I'm working with a survival model to evaluate its accuracy on a new dataset that was not involved in training or initial evaluation. This dataset is a truly independent dataset. Within this dataset, most of the events occur within just under 2 years (>90%), but we have additional observations that occur beyond that 2 year timepoint. Additionally, the median time of follow up is just under 2 years.
At this stage, I have chosen to calculate a 2-year risk score from the model for this new dataset, but there have been questions regarding how to properly identify those observations for which an event happened soon after the 2 year mark. Below are the two main approaches that I've tried to present in an unbiased manner.
One argument is that events are events, and given their close proximity to the 2-year mark, they should be considered events for all further evaluations as their 2-year risk scores are likely higher than any non-events observations within the study.
The alternative argument is that those observations for which events occurred after the risk score time should be counted as non-events regardless of their proximity to the calculation date. In other words, if an event occurred at 2 years and one day, that's still a non-event at 2 years and should be considered as such.
A third alternative consists of having three groups: non-events, events within 2-years, and events after 2-years.
Another suggestion has been to calculate the risk score for the maximum follow up time for an event observation, in this case 2.4 years thus covering all possible event times. The argument against this is that some of the censored (and thus non-event observations) may have had events that we do not know about, potentially altering the non-event group's risk scores.

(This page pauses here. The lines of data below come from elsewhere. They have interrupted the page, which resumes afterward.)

PR #711, opened 2022-07-26
fix: fix error when onChange occur during holding state

malangfox:
## Issue
#709 

## Details
If `onChange` occurs while Flicking is in the holding state, we check the `offsetX` or `offsetY` of the native event that caused the change.
```ts
    const inputEvent = axesEvent.inputEvent as { offsetX: number; offsetY: number };
    const offset = flicking.horizontal
      ? inputEvent.offsetX
      : inputEvent.offsetY;
```

However, there is no native event when we try to move the holding state Flicking using the method like `moveTo`. This will cause an error `Cannot read properties of null (reading 'offsetX')`.
[You can check the error in this demo.](https://codepen.io/malangfox/pen/NWYvQKW)

This changes `onChange` to check the direction using `animatingContext` instead of the native event when Flicking moves in a way other than a native event.

### DIFF
--- a/src/Flicking.ts
+++ b/src/Flicking.ts
@@ -1084,6 +1084,10 @@ class Flicking extends Component<FlickingEvents> {
       return Promise.reject(new FlickingError(ERROR.MESSAGE.ANIMATION_ALREADY_PLAYING, ERROR.CODE.ANIMATION_ALREADY_PLAYING));
     }
 
+    if (this._control.holding) {
+      this._control.controller.release();
+    }
+
     return this._control.moveToPanel(panel, {
       duration,
       direction
--- a/src/control/states/HoldingState.ts
+++ b/src/control/states/HoldingState.ts
@@ -36,14 +36,17 @@ class HoldingState extends State {
 
   public onChange(ctx: Parameters<State["onChange"]>[0]): void {
     const { flicking, axesEvent, transitTo } = ctx;
-    const animatingContext = flicking.control.controller.animatingContext;
+
     const inputEvent = axesEvent.inputEvent as { offsetX: number; offsetY: number };
-    const offset = flicking.horizontal ? inputEvent?.offsetX : inputEvent?.offsetY;
+
+    const offset = flicking.horizontal
+      ? inputEvent.offsetX
+      : inputEvent.offsetY;
 
     const moveStartEvent = new ComponentEvent(EVENTS.MOVE_START, {
       isTrusted: axesEvent.isTrusted,
       holding: this.holding,
-      direction: inputEvent ? getDirection(0, -offset) : getDirection(animatingContext.start, animatingContext.end),
+      direction: getDirection(0, -offset),
       axesEvent
     });
     flicking.trigger(moveStartEvent);
--- a/src/control/states/HoldingState.ts
+++ b/src/control/states/HoldingState.ts
@@ -39,9 +39,11 @@ class HoldingState extends State {
 
     const inputEvent = axesEvent.inputEvent as { offsetX: number; offsetY: number };
 
-    const offset = flicking.horizontal
-      ? inputEvent.offsetX
-      : inputEvent.offsetY;
+    const offset = inputEvent
+      ? flicking.horizontal
+        ? inputEvent.offsetX
+        : inputEvent.offsetY
+      : 0;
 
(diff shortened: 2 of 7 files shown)


src/control/states/HoldingState.ts
```diff
@@ -36,17 +36,14 @@ class HoldingState extends State {
...
-      ? inputEvent.offsetX
-      : inputEvent.offsetY;
+    const offset = flicking.horizontal ? inputEvent?.offsetX : inputEvent?.offsetY;
 
     const moveStartEvent = new ComponentEvent(EVENTS.MOVE_START, {
       isTrusted: axesEvent.isTrusted,
       holding: this.holding,
-      direction: getDirection(0, -offset),
+      direction: inputEvent ? getDirection(0, -offset) : getDirection(animatingContext.start, animatingContext.end),
       axesEvent
```
WoodNeck, line 47: This will end up Flicking being in `DraggingState`, but it should actually be in `AnimatingState`.
You should rather change Flicking's state to `IdleState` before calling moveTo / moveToPanel.

WoodNeck (changes requested):

src/control/states/HoldingState.ts
malangfox: In the idle state, we change state to `AnimatingState` when onChange occurs.
Does this assume that there is no other way to fire change event in idle other than starting animation through the methods?

If so, it seems to be possible to set the `DraggingState` only when there is a native event as user input in the holding state, and if there is no native event, we can set it to `AnimatingState` like in the idle.
Can it be appropriate to define the next state like this?
`const nextState = inputEvent ? STATE_TYPE.DRAGGING : STATE_TYPE.ANIMATING;`

WoodNeck: The current state flow is:
- By user input: IDLE -> HOLDING -> DRAGGING -> ANIMATING -> IDLE (or IDLE -> HOLDING -> IDLE)
- By method call: IDLE -> ANIMATING -> IDLE

I think it's better to cancel the current input sequence on the method call than adding the new state flow like that.
Like, in the demo you provided(https://codepen.io/malangfox/pen/NWYvQKW) it triggers `Animation is already playing.` error if `moveTo` is called when Flicking's in `DraggingState`. fixing only the `HoldingState` doesn't fix that.

Also, as this fix doesn't care about previous inputs after changing it to `AnimatingState`, that will end up like this:


You should cancel the previous inputs with Axes if the Flicking's `control.holding` is true, change the current state back to idle, and handle the moveTo animation like normal.

malangfox:
@WoodNeck 

When the method `moveTo` is called with user input is in the holding state, Now we can stop the input by calling the `release` of `PanInput`.
Since this newly applied in `moveTo`, `holdEnd` event fires in above case and it changes the status of Flicking to `IDLE`.

As a result, `moveTo` changes the status of Flicking in the following order when user input is holding:
IDLE -> HOLDING -> IDLE -> ANIMATING -> IDLE

Not only that, we can now improve to use the `moveTo` method even when in `DRAGGING` state via user input.
However, in this case in current implementation, It throws an error `Animation is already playing.` and is rejected, so this will be further discussion.

WoodNeck (approved):
LGTM
I guess you can improve Flicking by making it can change the animation state whenever the user wants, like you've said.

daybrush (approved):
LGTM

src/Flicking.ts
```diff
@@ -1084,6 +1084,10 @@ class Flicking extends Component<FlickingEvents> {
       return Promise.reject(new FlickingError(ERROR.MESSAGE.ANIMATION_ALREADY_PLAYING, ERROR.CODE.ANIMATION_ALREADY_PLAYING));
     }
 
+    if (this._control.holding) {
```
daybrush, line 1087: Is it correct to do moveTo while dragging?

malangfox: This fixes an issue that causes `moveTo` to throw an error when the input is holding on Flicking.

However, `control.animating` is false at `HOLDING` state, but becomes true in `DRAGGING` state.
When in DRAGGING state, `moveTo` throws an `ANIMATION_ALREADY_PLAYING` error above. 

It has been changed to prevent unhandled error by releasing user input using `release`, Should we block `moveTo` while in the holding state?

PR #717, opened 2022-08-10
fix: fix updated state not applied in event handler functions in React

malangfox:
## Issue
#716 

## Details
This fixes the error that the event handler registered in react-flicking does not applies the updated state.
If we use the state declared be `useState` inside the event handler, the most recently updated state is not reflected correctly.

[In this demo, you can compare the results when adding a log by pressing a button and executing the same function as an event handler by moving Flicking.](https://codesandbox.io/s/egjs-flicking-v4-on-move-end-891kwx)
If this same function `holdStart` is executed as an event handler for Flicking, logs are recognized as an empty array in its initial state and the array will become empty.

This has been fixed by using event handlers with the correct scope.

### DIFF
--- a/packages/react-flicking/src/react-flicking/Flicking.tsx
+++ b/packages/react-flicking/src/react-flicking/Flicking.tsx
@@ -198,7 +198,6 @@ class Flicking extends React.Component<Partial<FlickingProps & FlickingOptions>>
 
   private _bindEvents() {
     const flicking = this._vanillaFlicking!;
-    const props = this.props as Required<FlickingProps>;
 
     Object.keys(EVENTS).forEach((eventKey: keyof typeof EVENTS) => {
       const eventName = EVENTS[eventKey];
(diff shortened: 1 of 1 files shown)


packages/react-flicking/src/react-flicking/Flicking.tsx
```diff
@@ -207,7 +206,10 @@ class Flicking extends React.Component<Partial<FlickingProps & FlickingOptions>>
       flicking.on(eventName, e => {
         e.currentTarget = this;
 
-        props[propName](e);
+        const evtHandler = this.props[propName];
+        if (evtHandler) {
+          evtHandler(e);
+        }
```
WoodNeck, line 212: As all Flicking event handlers have a default value, checking existence (`if (eventHandler)`) can be omitted.
- https://github.com/naver/egjs-flicking/blob/e6a393d3f061141091bac9f2b156970b43e6701e/packages/react-flicking/src/react-flicking/consts.ts#L33-L49

WoodNeck (approved):
LGTM

PR #718, opened 2022-08-11
fix: fix error when in exception when change occur without native event

malangfox:
## Issue
#711 , https://github.com/naver/egjs-axes/issues/197

## Details
We previously checked an error that occurred because the native event did not exist when useing `moveTo` method fires the change event in the `HOLDING` state.
However, in addition to this case, it seems that the change event without native event while in the `HOLDING` state may occur.

This case is uncommon, but using some ways such as calling `setTo` on the Axes instance other than using Flicking's `moveTo` can be this case. This also add this case in our unit tests.

In other unexpected cases may exist while in `HOLDING` state. For this reason, when there is no native event, the direction is determined from the `animatingContext`.

### DIFF
--- a/src/control/states/HoldingState.ts
+++ b/src/control/states/HoldingState.ts
@@ -36,17 +36,15 @@ class HoldingState extends State {
 
   public onChange(ctx: Parameters<State["onChange"]>[0]): void {
     const { flicking, axesEvent, transitTo } = ctx;
-
+    const animatingContext = flicking.control.controller.animatingContext;
     const inputEvent = axesEvent.inputEvent as { offsetX: number; offsetY: number };
+    const offset = flicking.horizontal ? inputEvent?.offsetX : inputEvent?.offsetY;
 
-    const offset = flicking.horizontal
-      ? inputEvent.offsetX
-      : inputEvent.offsetY;
 
     const moveStartEvent = new ComponentEvent(EVENTS.MOVE_START, {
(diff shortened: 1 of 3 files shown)


src/control/states/HoldingState.ts
```diff
@@ -36,17 +36,15 @@ class HoldingState extends State {
...
 
-    const offset = flicking.horizontal
-      ? inputEvent.offsetX
-      : inputEvent.offsetY;
 
     const moveStartEvent = new ComponentEvent(EVENTS.MOVE_START, {
       isTrusted: axesEvent.isTrusted,
       holding: this.holding,
-      direction: getDirection(0, -offset),
+      direction: inputEvent ? getDirection(0, -offset) : getDirection(animatingContext.start, animatingContext.end),
```
WoodNeck, line 47: The fix may be okay, but I'm a bit concerned about triggered events.
In the past PR, you've fixed the way that triggers the `holdEnd` event, while this doesn't.
So, for the two same use cases, events are triggered in a different way.
1. `holdStart` -> `holdEnd` -> `moveStart` (previous PR)
2. `holdStart` -> `moveStart` (current PR)

Please check the actual cause why the previous PR doesn't resolve the issue, and fix this PR in more proper way.

WoodNeck (changes requested):

daybrush (approved):
LGTM

PR #728, opened 2022-09-07
feat: add updateAnimation and stopAnimation methods

malangfox:
## Issue
#725 

## Details
This provides methods to change the state of the animation being played.
`updateAnimation` can change the destination, time and direction of the animation being played.
`stopAnimation` triggers the `moveEnd` event and stops the animation in progress.
`change` event will not trigger for animations stopped with `stopAnimation`.


daybrush (approved):
LGTM

src/control/AxesController.ts
```diff
@@ -214,6 +214,39 @@ class AxesController {
...
+   * @return {this}
+   */
+  public updateAnimation(position: number, duration?: number): this {
+    this._animatingContext = {
+      ...this._animatingContext,
+      end: position
+    };
+    this._axes?.updateAnimation({
+      destPos: { [AXES.POSITION_KEY]: position },
+      duration
```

I would appreciate any suggestions regarding how to approach this problem.
Some extra details following the response by Todd:
The original model is an AFT model and the original data had a 5-year follow up time. I'm using this model now in a new dataset which has a shorter follow up time overall, but is similar in composition to the original dataset. This is where the 2-year value for risk prediction is coming from, and it is simply a parameter within the AFT model.
For validation we have taken various approaches including test of calibration including: Hossmer-Lemeshow test using quantiles of risk scores compared to actual event rate within those quantiles; and most relevant to this questions, a discrimination test (discrimination slope?) comparing the distribution of risk scores for those observations considered non-events to those considered events.